'Innocence, once lost, is lost forever.”
A wistful remembrance from a much older Kipps who takes the time to interrupt the flow of the narrator with an observation that expands upon the changes that have been made to his character since the events in the novel he is narrating took place.
“He had always blamed himself, at least in part, for what had happened to me…”
The last few words of this quote provide an ominous sense of foreshadowing that tells the reader they should be prepared to find exactly what happened to the narrator to cause another person to take the blame.
"Such things one must face."
Another bit of foreshadowing as Kipps reveals that he is intensely aware of the power of courage. The reader learns from this quote that courage is going to be required and there is within this admission more than a little sinister expectation of exactly what will be faced that requires such courage.
“A tall, gaunt house of gray stone with a slate roof…”
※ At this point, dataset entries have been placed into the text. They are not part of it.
PR #1765, opened 2024-11-05
Add keyed/strve-rv

maomincoding:
Strve-rv is a reactivity library for building user interfaces on the web.

Powered by [@vue/reactivity](https://github.com/vuejs/core/tree/main/packages/reactivity) and [strve-js](https://github.com/strveJs/strve).

### DIFF
--- a/frameworks/keyed/strve-rv/.gitignore
+++ b/frameworks/keyed/strve-rv/.gitignore
@@ -1,0 +1,25 @@
+.DS_Store
+node_modules
+/dist
+/buildDir
+.parcel-cache
+
+# local env files
+.env.local
+.env.*.local
+
+# Log files
+npm-debug.log*
+yarn-debug.log*
+yarn-error.log*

Personification. The house itself here becomes invested with a foreboding and gloomy countenance equitable to the titular woman in black, thus enhancing the concept of the story as one about a ghost haunting.
“And then, quite suddenly, I saw her.”
The “her” is obvious. The understatement is an excellent example of the subtlety of the utilization of horror motifs and conventions in the narrative.
“This time, there was no merciful loss of consciousness, I was forced to live through it all, every minute and then every day thereafter for ten long months…”
The horror. The horror. The horror that the Woman in Black has lived with all her life is one that is eternal. Here the narrator suggests that horror is an infinite experience for everyone. No matter their part in the horror or the intensity of the horror. It never ends. It is inexorably infinite.